You’ll know the refactor is complete when:

Zero unsupervised processes - Everything under supervision
State survives crashes - Agents restart with their data intact
No Process.sleep in tests - All tests use deterministic patterns
Single error type - All errors are Foundation.Error structs
Safe deployment - Feature flags enable gradual rollout

Execution Checklist

Read all gem analysis documents to understand problems
Set up development environment with full test suite passing
Create git branch: otp-refactor-phase-1
Execute Document 01 (Critical Fixes) - 2-3 days
Verify all tests still pass
Create branch: otp-refactor-phase-2
Execute Document 02 (State & Architecture) - 1-2 weeks
Continue through all 5 documents
Run production readiness checklist
Deploy with feature flags per Document 05

Common Pitfalls to Avoid

Don’t skip the reading - The gem documents explain critical “why” context
Don’t fix symptoms - Address root causes (e.g., don’t just remove sleep, fix the async API)
Don’t catch all errors - Let unexpected errors crash (OTP will restart)
Don’t rush deployment - Use the gradual rollout plan with monitoring

Questions This Refactor Answers

Why do our agents lose data when they crash?
Why are our tests flaky and slow?
Why do we have memory leaks in production?
Why doesn’t our “fault-tolerant” system actually tolerate faults?
Why is the codebase hard to reason about?

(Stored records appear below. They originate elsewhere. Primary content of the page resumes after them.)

PR #3629, opened 2020-10-01
fix #3628 chore: Use poetry install instead of export

### LINKED ISSUE #3628: Use poetry parallel installer
Poetry 1.1.0 just came out and includes the new parallel installer, which runs in 42s on my machine which beats the 50s from the export to pip method.  Ironically the export method also broke so we have no choice but to revert back to regular `poetry install`.

┆Issue is synchronized with this [Jira Task](https://jira.mozilla.com/browse/EXP-430)
┆Issue Number: EXP-430

jaredlockhart:
Because

* Poetry released their new version with the fast parallel installer
* And broke the export function we were using

This commit

* Reverts back to using poetry install
* Updates the poetry lockfile

### DIFF
--- a/app/Dockerfile
+++ b/app/Dockerfile
@@ -35,8 +35,7 @@ RUN curl -sSL https://raw.githubusercontent.com/python-poetry/poetry/master/get-
 ENV PATH "/root/.poetry/bin:${PATH}"
 RUN poetry config virtualenvs.create false
 COPY poetry.lock pyproject.toml ./
-# Temporary speedup hack until Poetry releases their parallel installer, ref: https://github.com/python-poetry/poetry/issues/338#issuecomment-546813466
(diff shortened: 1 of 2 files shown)


bbangert (approved):

app/Dockerfile
```diff
@@ -36,7 +36,7 @@ ENV PATH "/root/.poetry/bin:${PATH}"
 RUN poetry config virtualenvs.create false
 COPY poetry.lock pyproject.toml ./
 # Temporary speedup hack until Poetry releases their parallel installer, ref: https://github.com/python-poetry/poetry/issues/338#issuecomment-546813466
```
pdehaan, line 38: Is this comment still valid, or do we need to ✂️ ✂️ &nbsp; ?

jaredlockhart: Lol @pdehaan what would I do without you

PR #3637, opened 2020-10-02
fix #3425 chore(project): Add linux non root instructions for Docker …

### LINKED ISSUE #3425: Add non-root user setup for Linux users
Docker on Linux may setup the docker daemon as root, so we should add instructions to the docs:

https://docs.docker.com/engine/security/rootless/

┆Issue is synchronized with this [Jira Task](https://jira.mozilla.com/browse/EXP-278)
┆Issue Number: EXP-278

jaredlockhart:
…to README

Because

* Docker will by default use root permissions on linux

This commit

* Adds instructions on how to run docker as non root on linux

### DIFF
--- a/README.md
+++ b/README.md
@@ -22,11 +22,11 @@ Experimenter is a platform for managing experiments in [Mozilla Firefox](https:/
 
 ## Installation
 
-Node ^14.0.0 is required
-
 ### General Setup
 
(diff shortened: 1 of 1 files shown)


bbangert (approved):
Oooo, useful! I'm going to do this right now. 👍

PR #3642, opened 2020-10-02
fix #3634 chore(project): Use separate build and deploy Docker images

### LINKED ISSUE #3634: Use separate build and deploy Docker images
To speed up and improve the consistency of our deploys, we should separate our Docker image into two stages, one for build and one for deploy.  The current image is 1gb, and 821mb of that is `node_modules` so if we just nuke that in the deploy image we should be able to bring it way down.

┆Issue is synchronized with this [Jira Task](https://jira.mozilla.com/browse/EXP-435)
┆Issue Number: EXP-435

jaredlockhart:
Because

* We want to shrhink the size of the deployable Docker image down from its current 2.71gb(1gb compressed)

This commit

* Adds a second stage to our Dockerfile for a deploy image which is a much more reasonable 480mb(133mb compressed)
* Use deploy image for Django container in local dev compose

### DIFF
--- a/.circleci/config.yml
+++ b/.circleci/config.yml
@@ -66,7 +66,7 @@ jobs:
           command: |
             ./scripts/build.sh
             docker login -u $DOCKER_USER -p $DOCKER_PASS
-            docker tag app:build ${DOCKERHUB_REPO}:latest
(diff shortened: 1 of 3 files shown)


robotblake (approved):
\o/

PR #9846, opened 2023-11-28
Win11 pin targeting, with `isDefaultBrowser` check

AllegroFox:
Adds targeting for Win 11 build number 22621, for first startup users with a new profile, needing pin, and needing default.

This is for use with the [Pinning adaptation experiment](https://docs.google.com/document/d/1oivKNuH7CT_HcQkMiEm1vCOke65VpgRT6BFlVYllBok/edit#heading=h.uoblsnu302hk), in response to API changes to pinning in Win 11.


jaredlockhart (approved):
LGTM 👍

PR #9849, opened 2023-11-28
feat(nimbus): add note about preview delay

### LINKED ISSUE #9848: Add a note to preview button about CDN 1hr delay
After someone marks an experiment for preview, it can take up to an hour for the json to be replicated out to the Remote Settings CDNs which is confusing to users.  Let's add a little info note next to the button that indicates as much so people have a heads up.

┆Issue is synchronized with this [Jira Task](https://mozilla-hub.atlassian.net/browse/EXP-4083)

jaredlockhart:
Because

* After an experiment is marked for preview, it can take up to an hour for it to be replicated into the Remote Settings CDN
* This often confuses users since they expect it to happen immediately

This commit

* Adds a note to the preview guidance about the delay

fixes #9848


eliserichards (approved):
Thank you SO much for adding this! 👏

PR #9853, opened 2023-11-28
chore(cirrus): Update sample env

### LINKED ISSUE #9852: Update sample.env
Update sample.env to only use the required cirrus variables

┆Issue is synchronized with this [Jira Task](https://mozilla-hub.atlassian.net/browse/EXP-4084)

yashikakhurana:
Because

- There are some fields in the sample env that we don't need it

This commit

- Remove extra fields from `sample.env`
Fixes #9852


jaredlockhart (changes requested):
Should we also update [the docs](https://github.com/mozilla/experimenter/tree/main/cirrus#environment-setup)?

yashikakhurana:
> Should we also update [the docs](https://github.com/mozilla/experimenter/tree/main/cirrus#environment-setup)?
good point, done!

jaredlockhart (commented):
Aren't these settings still being [used](https://github.com/mozilla/experimenter/blob/34dd9eb1a5dab7651645828629955267fe8525b0/cirrus/server/cirrus/settings.py#L32-L54)?

yashikakhurana:
> Aren't these settings still being [used](https://github.com/mozilla/experimenter/blob/34dd9eb1a5dab7651645828629955267fe8525b0/cirrus/server/cirrus/settings.py#L32-L54)?

these are defined though, but I don't see it getting used in the near future. I kept it in the settings but to avoid confusion just removed it from the docs like sample env or cirrus docs. In the future if we feel we want to edit something we can use these params

.env.sample
```diff
@@ -56,11 +56,4 @@ CIRRUS_APP_ID=demo-app-beta
...
-CIRRUS_SENTRY_DSN=
-CIRRUS_METRICS_BUILD=
-CIRRUS_METRICS_DATA_DIR=/var/glean
-CIRRUS_METRICS_LOG_LEVEL=WARNING
-CIRRUS_METRICS_MAX_EVENTS_BUFFER=500
-CIRRUS_SERVER_ENDPOINT=
-CIRRUS_METRICS_UPLOAD_ENABLED=True
-CIRRUS_METRICS_VERSION=1.0
\ No newline at end of file
+CIRRUS_SENTRY_DSN=
```
brennie, line 59: Missing newline at end of file.

brennie:
> > Aren't these settings still being [used](https://github.com/mozilla/experimenter/blob/34dd9eb1a5dab7651645828629955267fe8525b0/cirrus/server/cirrus/settings.py#L32-L54)?
> 
> these are defined though, but I don't see it getting used in the near future. I kept it in the settings but to avoid confusion just removed it from the docs like sample env or cirrus docs. In the future if we feel we want to edit something we can use these params

If these entries in settings.py are just placeholders for something we *might* need in the future, we should remove them. If they *were* being used, I'd say that we need to keep them in the docs.

We definitely don't want to end up in a place where these settings *are* doing something but aren't documented, leading to undocumented secret behaviour.

jaredlockhart:
I'm inclined to agree with @brennie , either they are useful settings in which case they should be documented, otherwise they're useless and we should remove them entirely until we have a use for them and then add them back.

yashikakhurana:
I think that's a good point, we really don't want to be in a state where we have something but it is not documented, I will remove them from the settings too, and will see in the future when we actually want to override any particular settings we will do it then.

yashikakhurana:
okay @jaredlockhart @brennie refactored the settings too 🙏 🙏 and thank you both for the feedback

jaredlockhart (approved):
Very nice 🙏 Thnx @yashikakhurana !  Deleting a bunch of unnecessary code, docs earns you a 🧁

PR #9863, opened 2023-11-29
bug(nimbus): fix export of qa_status enum

### LINKED ISSUE #9862: Handle new nullable enum during experiment export
We added a new `qa_status` field of type `NimbusExperimentQAStatusEnum`, which is a nullable enum on the NimbusExperiment model. This breaks the export/import without special handling, so we should make sure handle this case.

┆Issue is synchronized with this [Jira Task](https://mozilla-hub.atlassian.net/browse/EXP-4098)

mikewilli:
Because

- we added `qa_status` enum field to the experiment model
- the export/import converts a null value for an enum to empty string instead of `None`
- type checking doesn't allow empty string as enum value but `None` is allowed

This commit

- converts a null enum value to `None` explicitly during export/import

Fixes #9862


eliserichards (approved):
💯

PR #9867, opened 2023-11-30
chore(nimbus): use gql api in remote settings tests

### LINKED ISSUE #9841: Use GQL to create experiments in remote settings integration tests
There's two ways to create an experiment in the integration tests, either using the V5 GraphQL API, or using Selenium to drive the forms.  We should definitely use the UI for some integration tests but it's not necessary to use them for all of them.  Presently we use the forms to create experiments for the Experimenter UI integration tests, and so we ensure that all the forms are intact in that suite.  The longest running suite is the Remote Settings tests where we want to ensure that all the interactions between Experimenter and Remote Settings remain intact, but it's not necessary to also check the Experimenter forms in that suite since that's already stressed in the Experimenter UI tests.  Let's refactor the Remote Settings integration tests to use the GraphQL API to save time in CI.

The answer to all: We’re fighting OTP instead of embracing it.

Ready to Start?

Ensure you have all documents listed above
Set up a dev environment with mix test passing
Start with Document 01, Stage 1.1
Follow each stage systematically
Test thoroughly at each step

The journey from “Elixir with OTP veneer” to “proper OTP application” begins with Document 01!

Note: This is a significant architectural change but is essential for production reliability. The gradual approach with feature flags ensures safety. Total time: ~5-6 weeks of focused development.